The Cutbercht Gospels (Vienna, Österreichische Nationalbibliothek, Codex 1224) is an 8th-century illustrated Latin gospel book bound as a codex. It contains the four canonical gospels of Matthew, Mark, Luke and John as well as canon tables. It was copied and illustrated by an Englishman named Cutbercht (Cuthbert) at Saint Peter's Abbey in Salzburg.

The Cutbercht Gospels contain a prologue (from Jerome's Commentary on Matthew) which, with the first seventeen verses of Matthew 1, is derived from a different source text than the rest of the gospels. Matthew 1:1–17 is set off from the rest of the gospel and labelled praefatio (preface). The canon tables and the portrait of the evangelist are inserted before verse 18. The text and portraits of the canon tables are based on Italian models, while the overall structure of "arcades" is from a northern model, perhaps from Canterbury. Joseph Cincik detects "Slovak–Avar" or "Alpine–Danubian" influence in the decorative elements and even argues for Islamic influence via the Danubian cultures.

Each gospel is introduced with a portrait of the evangelist. The iconography of the evangelists can be traced back to 6th-century Ravenna, but the symbols included with two of them are from a different source. Matthew's pose and the colour scheme of the portraits has been compared to the contemporary frescoes in the church of Sant Miquel in Terrassa. The ornamentation of the text is in the Insular style with some motifs also found in Coptic textiles. Cutbercht may have made use of a pattern book designed for textiles.
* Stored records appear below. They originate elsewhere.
PR #2655, opened 2026-05-15
Rc<T> without inheritance

mikea:
Wraps into rc counted object and provides same interface without extra allocations.

The only thing that is missing when T does not extend Refcounted is `addRefToThis` which most Ts do not nead.
Makes possible to write `kj::Rc<String>` directly.

### DIFF
--- a/c++/src/kj/memory.h
+++ b/c++/src/kj/memory.h
@@ -85,6 +85,8 @@ class AtomicRefcounted;
 class Refcounted;
 
 namespace _ {  // private
+template <typename T>
+concept IsPolymorphic = _kj_internal_isPolymorphic((T*)nullptr);
 
 template <typename T, typename U>
 concept DerivedFrom = requires(const T* t) { static_cast<const U*>(t); };
--- a/c++/src/kj/memory.h
+++ b/c++/src/kj/memory.h
@@ -85,8 +85,6 @@ class AtomicRefcounted;
 class Refcounted;
 
 namespace _ {  // private
-template <typename T>
-concept IsPolymorphic = _kj_internal_isPolymorphic((T*)nullptr);
 
 template <typename T, typename U>
 concept DerivedFrom = requires(const T* t) { static_cast<const U*>(t); };
--- a/c++/src/kj/refcount.h
+++ b/c++/src/kj/refcount.h
@@ -37,6 +37,16 @@ namespace kj {
 template<typename T>
 class Rc;
 
+template <typename T, typename... Params>
+Rc<T> rc(Params&&... params);
+
+namespace _ {  // private
+
+template <typename T> class RcWrapper;
+template <typename T> class RcOwnWrapper;
+
+}  // namespace _ (private)
+
 class Refcounted: private Disposer {
   // Subclass this to create a class that contains a reference count. Then, use
   // `kj::refcounted<T>()` to allocate a new refcounted pointer.
@@ -102,6 +112,9 @@ private:
 
   template <typename T>
   friend class Rc;
+
+  template <typename T> friend class _::RcWrapper;
+  template <typename T> friend class _::RcOwnWrapper;
 };
 
 template <typename T, typename... Params>
@@ -110,14 +123,6 @@ inline Own<T> refcounted(Params&&... params) {
   // initial reference to the object.  More references can be created with `kj::addRef()`.
 
   return Refcounted::addRefInternal(new T(kj::fwd<Params>(params)...));
-}
-
-template <typename T, typename... Params>
-inline Rc<T> rc(Params&&... params) {
-  // Allocate a new refcounted instance of T, passing `params` to its constructor.
-  // Returns smart pointer that can be used to manage references.
-
-  return Refcounted::addRcRefInternal(new T(kj::fwd<Params>(params)...));
 }
 
 template <typename T>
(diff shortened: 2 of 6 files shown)


c++/src/kj/refcount.h
```diff
@@ -37,6 +37,22 @@ namespace kj {
...
+namespace _ {  // private
+
+template <typename T>
+class RcWrapper;
+
+template <typename T>
+concept Complete = requires { sizeof(T); };
+
+template <typename T>
+concept RcStoresDirect = (!Complete<T>) || DerivedFrom<T, Refcounted>;
```
kentonv: Seems worrying that if T is incomplete, this concept could match it incorrectly. This could lead to some weird subtle bugs?

c++/src/kj/refcount.h
```diff
@@ -226,47 +257,107 @@ class Rc {
...
 };
 
-template <typename T>
-class RefcountedWrapper: public Refcounted {
-  // Adds refcounting as a wrapper around an existing type, allowing you to construct references
-  // with type Own<T> that appears to point directly to the underlying object.
+namespace _ {  // private
 
+template <typename T>
+class RcWrapper: public Refcounted {
```
kentonv: This seems basically the same as `RefcountedWrapper`. Why not reuse it?

c++/src/kj/refcount.h
mikea: Done. There is KJ_DECLARE_DERIVED_FROM_REFCOUNTED now.

c++/src/kj/refcount.h
mikea: It became slightly different thing and I made it independent. The goal rather would be to remove RefcountedWrapper in favor of direct Rc<T> usage.

mikea:
PTAL, I did a major overhaul and added support for polymorphic T. kj::Rc<kj::AsyncInputStream> is now possible.

c++/src/kj/refcount.h
```diff
@@ -226,6 +291,202 @@ class Rc {
...
+protected:
+  T wrapped;
+  // If you experience "field has incomplete type" error, this means you're trying to use
+  // Rc<T> with forward-declared T. 
+  // Add KJ_DECLARE_DERIVED_FROM_REFCOUNTED/KJ_DECLARE_NOT_DERIVED_FROM_REFCOUNTED
+  // after forward declaration.
+};
+
+template <typename T>
+requires IsPolymorphic<T>
```
kentonv: It seems like you're using `IsPolymorphic` to decide whether to wrap the type in `Own<T>` but I don't see why those things should be related. The `requires (!IsPolymorphic<T>)` specialization above seems like it'll work just fine with polymorphic types (and would be more efficient).

The only case where you need this specialization is if you are trying to wrap a type starting from an `Own<T>`.

c++/src/kj/refcount.h
```diff
@@ -226,6 +291,202 @@ class Rc {
...
+  template <typename U, typename... Params>
+  requires (!_::DerivedFromRefcounted<U>)
+  friend Rc<U> rc(Params&&... params);
+
+  template <typename>
+  friend class Rc;
+};
+
+template<typename T>
+class Rc<Own<T>> {
```
kentonv: Shouldn't `Rc<T>` support initializing from `Own<T>`?

`Rc<Own<T>>` seems to leak details of how the `T` was initially constructed into the type. You end up having to pass `Rc<Own<T>>` all over which feels weird?

You could probably avoid this by storing the `T*` separately from `Own<RcWapper>`, in which case the latter can just be `Own<Refcounted>` instead. But that's an extra pointer per `Rc`. You could go further and not wrap `Own` at all, and just have:

```
T* ptr;
Refcounted* refcounted;
```

And then make sure to properly handle disposal in the `Rc` class, though that's obviously more work...

c++/src/kj/refcount.h
mikea: now that I have implemented constructor from kj::Own, `kj::Rc<kj::Own<T>>` is never needed.

c++/src/kj/refcount.h
mikea: well, I have managed to implement everything in 3 pointers and keep only one allocation for non-poly . `kj::rc<T>`.

mikea: scratch that, only 2 pointers are needed.

c++/src/kj/refcount.h
```diff
@@ -142,48 +147,116 @@ Rc<T> Refcounted::addRcRefInternal(T* object) {
...
+    // Concepts require T to be fully defined, but Rc<T> is often used with forward-declared T.
+    // This function is declared as template to help msvc in polymorphic base class case.
+    static_assert(!kj::canConvert<T*, Refcounted*>());
+    auto wrapper = new _::RcWrapper<U>(kj::mv(t));
+    refcounted = wrapper;
+    ptr = wrapper->getWrappedPtr();
+  }
+
+  inline Rc(Own<T> t) noexcept {
+    static_assert(!kj::canConvert<T*, Refcounted*>());
```
ObsidianMinor: Super nit-picky but maybe we should elide the kj namespace more consistently?

ObsidianMinor (approved):
I like it! It's what I always hoped kj::Rc would be

c++/src/kj/refcount.h
mikea: done.

c++/src/kj/refcount.h
```diff
@@ -142,92 +147,195 @@ Rc<T> Refcounted::addRcRefInternal(T* object) {
...
 class Rc {
-  // Smart pointer for reference counted objects.
+  // Rc<T> is a smart pointer providing reference counting capabilities for all kinds of Ts.
+  //
+  // The primary way to obtain new `Rc<T>` instance is ot use `kj::rc<T>(...)` function that will
+  // allocates new T on the heap. Depending on T nature:
+  // - T extends Refcounted. In such case T's `refcount` field is used for counting. 1 allocation.
+  // - T does not extend Refcounted and is not polymorphic. `kj::rc` will over-allocate 
+  //   `RcWrapper<T>` to provide a `refcount`. 1 allocation.
+  // - T extends Refcounted and is polymorphic. `RcOwnWrapper<T>` is used. 2 allocations.
```
kentonv: I think you meant "does not extend Refcounted" here? If it extends Refcounted then it's always polymorphic but that was covered in the first point.

But I don't see why it matters if T is polymorphic. It seems to me you only need `RcOwnWrapper` in the case that we're initializing from `Own<T>`. `RcWrapper<T>` should work fine for both polymorphic and non-polymorphic types, shouldn't it?

c++/src/kj/refcount.h
```diff
@@ -142,92 +147,195 @@ Rc<T> Refcounted::addRcRefInternal(T* object) {
...
   //
-  // There are only three ways to obtain new Rc instances:
-  // - use kj::rc<T>(...) function to create new T.
-  // - use kj::Rc::addRef() and the existing Rc instance.
+  // Rc<T> can also be constructed from:
+  // - kj::Own<T> for all types of T. Always allocates.
```
kentonv: I think if `T` extends `Refcounted` then you don't need to allocate for this case? You can take over the existing `Refcounted` base class.

c++/src/kj/refcount.h
```diff
@@ -142,92 +147,195 @@ Rc<T> Refcounted::addRcRefInternal(T* object) {
...
+  // - T for non-polymorphic non-`Refcounted` Ts with move constructor. Always allocates.
```
kentonv: Again I don't think that polymorphism matters here, except that of course many polymorphic types do not support move-construction.

c++/src/kj/refcount.h
```diff
@@ -142,92 +147,195 @@ Rc<T> Refcounted::addRcRefInternal(T* object) {
...
-  Rc(T* t) : own(t, *t) { }
-  Rc(Own<T>&& t) : own(kj::mv(t)) { }
+  Rc(Refcounted *wrapper, T *ptr) : refcounted(wrapper), ptr(ptr) {}
+  void dispose() {
+    if (ptr == nullptr) return;
+    auto ptrCopy = ptr;
+    auto wrapperCopy = refcounted;
+    refcounted = nullptr;
+    ptr = nullptr;
+    wrapperCopy->dispose(const_cast<RemoveConst<T>*>(ptrCopy));
```
kentonv: This technically passes the wrong pointer in the case that `T` is a multiply-inherited base class of the actual type. That's why `Own::dispose()` needs to do a `dynamic_cast<void*>`.

However, we know that `Refcounted`'s disposer doesn't care what pointer it is passed, so you could simply pass null here.

mikea: done

c++/src/kj/refcount.h
mikea: done as well

c++/src/kj/refcount.h
mikea: the `kj::Own` might have things attached to it, so it is a bit tricky. I think usually you don't have `kj::Own<T extends Refcounted>` - my long term plan is to fully convert to `kj::Rc`, so it should be fine?

c++/src/kj/refcount.h
mikea: I guess I got separate polymorphic case early on this PR and was carrying it over rather mechanically. You're right we don't need anymore.

c++/src/kj/refcount.h
kentonv: Fair point. You could assert that the pointer and disposer match to protect against that case (or even fall back to allocating at runtime if the pointers don't match).

c++/src/kj/memory.h
```diff
@@ -85,6 +85,8 @@ class AtomicRefcounted;
 class Refcounted;
 
 namespace _ {  // private
+template <typename T>
+concept IsPolymorphic = _kj_internal_isPolymorphic((T*)nullptr);
```
kentonv: No longer used?

kentonv (approved):

c++/src/kj/refcount.h
mikea: I wrote the code with fallback first but:

a) it requires declaring too many friends
b) as I said before it optimizes a code path that I want to get rid of. The only use-case for taking over Own<T> I have is for `Own<Async*Stream>`, so voted for a simpler code. Will be happy to revisit this later if this indeed becomes used for Refcounted.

The gospel book was produced in Salzburg, although older scholarship sometimes located it in Mercia or Northumbria. Cutbercht made use of several Insular scripts, but was working at Salzburg in the 780s or 790s, during the pontificate of Virgil (died 784) or his successor, Arn. Cincik would date it to after 796, when the Avar capital was sacked during the Avar Wars, allowing eastern motifs—such as pear-shaped leaves, of ultimately Persian origin—to be brought westward in the form of booty. Cutbercht may be the scribe responsible for a now fragmentary manuscript of the prophetic books from Kremsmünster (Stiftsbibliothek, Fragm.I/1). He is not named in the Salzburger Verbrüderungsbuch, indicating that he probably did not die at Salzburg. He may have been an itinerant artist. His Insular style was not followed by others at Salzburg.